# Work to complete
Work out how many lines in the data below contain the string "cuthix", and reply with that figure alone.

Records contained in a dataset

PR #45, opened 2022-07-14
Fix/GODT-1729 fix search issues

LBeernaertProton:
Collection of fixes related to searching queries with dates.

### DIFF
--- a/internal/backend/mailbox_search.go
+++ b/internal/backend/mailbox_search.go
@@ -392,6 +392,8 @@ func (m *Mailbox) matchSearchKeySentBefore(ctx context.Context, candidates []*sn
 			return false, err
 		}
 
+		date = convertToDateWithoutTZ(date)
+
 		return date.Before(beforeDate), nil
 	})
 }
@@ -418,8 +420,10 @@ func (m *Mailbox) matchSearchKeySentOn(ctx context.Context, candidates []*snapMs
 			return false, err
 		}
 
-		// GOMSRV-99: Is this correct?
-		return onDate.Truncate(24 * time.Hour).Equal(date.Truncate(24 * time.Hour)), nil
+		// GODT-1598: Is this correct?
+		date = convertToDateWithoutTZ(date)
+
+		return date.Equal(onDate), nil
 	})
 }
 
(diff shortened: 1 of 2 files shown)


tests/search_test.go
```diff
@@ -311,6 +332,23 @@ func TestSearchSentBefore(t *testing.T) {
...
+	// mail.ParseDate the date was being converted to 17 Feb 2003 22:29:37 +000, causing the search to pass
+	// rather than fail.
+	runOneToOneTestWithAuth(t, defaultServerOptions(t), func(c *testConnection, _ *testSession) {
+		c.doAppend("INBOX", "Date: 18 Feb 2003 00:29:37 +0200\n\nTo: foo@foo.com\r\n")
+		c.C(`A002 SELECT INBOX`)
+		c.Se(`A002 OK [READ-WRITE] SELECT`)
+
+		t := time.Now()
+
+		c.C(fmt.Sprintf(`A001 search since %s sentbefore 18-Feb-2003`, t.Format("_2-Jan-2006")))
```
cuthix, line 346: so what happens if message has 

`Date: 18 Feb 2003 22:29:37 -0200`

and I ask

`search sentbefore 18-Feb-2003`

it should return empty search again, right? 

But for both dates `18 Feb 2003 00:29:37 +0200` and `Date: 18 Feb 2003 22:29:37 -0200` 
the search

 `search sentbefore 19-Feb-2003`
 
 is non empty, right? 
 
 Is it worth to add those cases?

internal/backend/mailbox_search.go
```diff
@@ -181,7 +181,7 @@ func (m *Mailbox) matchSearchKeyBcc(ctx context.Context, candidates []*snapMsg,
 			return false, err
 		}
 
-		return strings.Contains(value, key.GetText()), nil
+		return strings.Contains(strings.ToLower(value), strings.ToLower(key.GetText())), nil
```
cuthix, line 184: would it be worth create ?

 `func containsCaseIgnored(a,b string) bool {return strings.ToLower(a), strings.ToLower(b))`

# Written answer
2